The information Ma Guoliang found was very comprehensive, showing that the merchants under Gu Pan's management could generate a monthly turnover of 4 million RMB. In other words, the goods flowing through his hands were enough to support half of the people in Shenzhen.
Gu Pan not only deals with local merchants in Shenzhen, but also extends her reach to surrounding areas.
In his industry, Gu Pan is a leader. However, the profit margin earned through supplying goods is not high, and he only earns hard-earned money, with labor costs for workers enough to offset most of the profits.
"I will get in touch with him as soon as possible."
Ma Guoliang said in a serious tone that he couldn't wait to see how grand the supermarket, which covers more than 8,000 square meters, would be when it officially started operating.
Chen Dong seemed to be deep in thought. He felt that he was almost certain to succeed in this deal, but the problem was what conditions he should negotiate with Gu Pan at this initial stage.

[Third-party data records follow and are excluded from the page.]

Issue #781, opened 2021-12-01
OCP: deploy NFD through NFD-operator for SGX


Walnux:
After the SGX detect fixing got merged into OCP see https://github.com/intel/intel-device-plugins-for-kubernetes/issues/780
We need work out the solution to deploy NFD through NFD-operator on OCP.

According to feed back from https://github.com/openshift/cluster-nfd-operator/issues/231 by @ArangoGutierrez

We need firstly add required nfd-operator CRD in CSV file. like what has been done in SRO project see 
https://github.com/openshift/special-resource-operator/blob/master/config/manifests/bases/openshift-special-resource-operator.clusterserviceversion.yaml#L28

- [ ] And then we should provide the user (cluster-administrator) the YAML file to create the CR and deploy the NFD and enable the SGX detecting.
- [ ] Provide the NFD-Operator CR like https://docs.openshift.com/container-platform/4.9/hardware_enablement/psap-node-feature-discovery-operator.html to Deploy NFD with SGX support. Should we put it in documentation or need to push to upstream?

mregmi:
@mythi do you think we can provide a sample NFD CR file for SGX and other operators like this in this repo? if yes we can create a pull request for it.

mythi:
> @mythi do you think we can provide a sample NFD CR file for SGX and other operators like this in this repo?

That works for me. See `deployments/nfd`. Try to move to use `NodeFeatureRule` since the NFD operator adds the CRD for it and we maintain them in this repo also.

Walnux:
https://github.com/intel/intel-device-plugins-for-kubernetes/pull/932 is used to fix this issue.

PR #932, opened 2022-03-21
sgx: add a sample nfd CR that can be used in openshift

mregmi:
This sample nfd cr can be used to make a new nfd instance with SGX support in openshift.

Fixes: #781

### DIFF
--- a/deployments/nfd/overlays/node-feature-rules/node-feature-rules-openshift.yaml
+++ b/deployments/nfd/overlays/node-feature-rules/node-feature-rules-openshift.yaml
@@ -1,0 +1,86 @@
+# this is a copy of node-feature-rules.yaml but it is tailored
+# for openshift platforms.
+apiVersion: nfd.openshift.io/v1alpha1
+kind: NodeFeatureRule
+metadata:
+  name: intel-dp-devices
+spec:
+  rules:
+    - name: "intel.dlb"
+      labels:
+        "intel.feature.node.kubernetes.io/dlb": "true"
+      matchFeatures:
+        - feature: pci.device
+          matchExpressions:
+            vendor: {op: In, value: ["8086"]}
+            device: {op: In, value: ["2710"]}
+            class: {op: In, value: ["0b40"]}
+        - feature: kernel.loadedmodule
+          matchExpressions:
+            dlb2: {op: Exists}
+
+    - name: "intel.dsa"
+      labels:
+        "intel.feature.node.kubernetes.io/dsa": "true"
+      matchFeatures:
+        - feature: pci.device
+          matchExpressions:
+            vendor: {op: In, value: ["8086"]}
+            device: {op: In, value: ["0b25"]}
+            class: {op: In, value: ["0880"]}
+        - feature: kernel.loadedmodule
+          matchExpressions:
+            idxd: {op: Exists}
+
+    - name: "intel.fpga-arria10"
+      labels:
+        "intel.feature.node.kubernetes.io/fpga-arria10": "true"
+      matchFeatures:
+        - feature: pci.device
+          matchExpressions:
+            vendor: {op: In, value: ["8086"]}
+            device: {op: In, value: ["09c4"]}
+            class: {op: In, value: ["1200"]}
+        - feature: kernel.loadedmodule
+          matchExpressions:
+            dfl_pci: {op: Exists}
+
+    - name: "intel.gpu"
+      labels:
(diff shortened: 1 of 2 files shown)


deployments/nfd/overlays/sgx/ocp-nfd-operator-sgx.yaml
```diff
@@ -0,0 +1,42 @@
...
+      sources:
+        pci:
+          deviceClassWhitelist:
+            - "0200"
+            - "03"
+            - "12"
+          deviceLabelFields:
+            - "vendor"
+  customConfig:
+    configData: |
```
mythi, line 28: can we use the existing `NodeFeatureRule`s instead?

mythi (commented):
`deployments/nfd/overlays/sgx` becomes obsolete pretty soon as we move to other plugins. also, `overlays` suggests they apply on top of `base` but it's not the case here. Maybe`deployments/nfd/nfd-operator` or something?

mythi (changes requested):
updating review status

deployments/nfd/overlays/sgx/ocp-nfd-operator-sgx.yaml
```diff
@@ -0,0 +1,42 @@
...
+      core:
+        sleepInterval: 60s
+      sources:
+        pci:
+          deviceClassWhitelist:
+            - "0200"
+            - "03"
+            - "12"
+          deviceLabelFields:
+            - "vendor"
```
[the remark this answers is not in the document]
mregmi: Sorry i forgot about this PR. i will remove these and rewrite it as per your comments.

mregmi:
after talking to the team, it makes sense to treat them as other CR samples we provide. so we can put it in samples folder as this is a sample CR and end user may modify accroding to needs before creating an instance. please let us know if there is another more appropriate location for this.

deployments/operator/samples/nfd_v1_nodefeaturediscovery.yaml
```diff
@@ -0,0 +1,34 @@
...
+          - feature: cpu.cpuid
+            matchExpressions:
+              SGX: {op: Exists}
+              SGXLC: {op: Exists}
+          - feature: cpu.sgx
+            matchExpressions:
+              enabled: {op: IsTrue}
+          - feature: kernel.config
+            matchExpressions:
+              X86_SGX: {op: Exists}
```
mythi, line 34: We are maintaining `deployments/nfd/overlays/node-feature-rules` for this functionality and I'd like you to move to use that too.

mythi (changes requested):
> please let us know if there is another more appropriate location for this.

my preference is to keep it under `deployments/nfd with other NFD related functionality. Maybe `deployments/nfd/samples` to make it consistent with the device plugins operator?

deployments/operator/samples/nfd_v1_nodefeaturediscovery.yaml
mregmi: moved as discussed offline.

deployments/nfd/overlays/node-feature-rules/node-feature-rules-openshift.yaml
```diff
@@ -0,0 +1,100 @@
+# this is a copy of node-feature-rules.yaml but it is tailored
+# for openshift platforms.
+apiVersion: nfd.openshift.io/v1
+kind: NodeFeatureDiscovery
```
mythi, line 4: @mregmi there's a small misunderstanding. I wanted to keep `NodeFeatureDiscovery` and `NodeFeatureRule` definitions in their own files.

mregmi: Fixed

deployments/nfd/overlays/node-feature-rules/node-feature-rules-openshift.yaml
```diff
@@ -0,0 +1,90 @@
+# this is a copy of node-feature-rules.yaml but it is tailored
+# for openshift platforms.
+apiVersion: nfd.openshift.io/v1
```
mythi, line 3:
```suggestion
apiVersion: nfd.openshift.io/v1alpha1
```

mregmi: Fixed.

mythi (approved):
@mregmi thanks!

How much leverage do you need to offer to get the maximum return, and also to convince the other party to pave the way for you?
The banker's acceptance bill in Chen Dong's possession was tantamount to a guarantee.
The bank acceptance bill handled by Jianli Aiguo was a bank acceptance bill, which had a much higher credibility compared to commercial acceptance bills. This was the first bargaining chip that he believed Gu Pan was very likely to accept the transaction.
The second is the face value.
As the acceptor, he possessed a huge fortune of 20 million. There was no reason for the other party to pass up such a large opportunity and instead turn to cooperating with small shops to obtain meager profits.
As for what kind of person Gu Pan was, Chen Dong wasn't sure.
But he has a third bargaining chip.
Supermarkets are far more profitable than shops, and Chen Dong is not one to be fixated on immediate gains; he is willing to concede profits.
......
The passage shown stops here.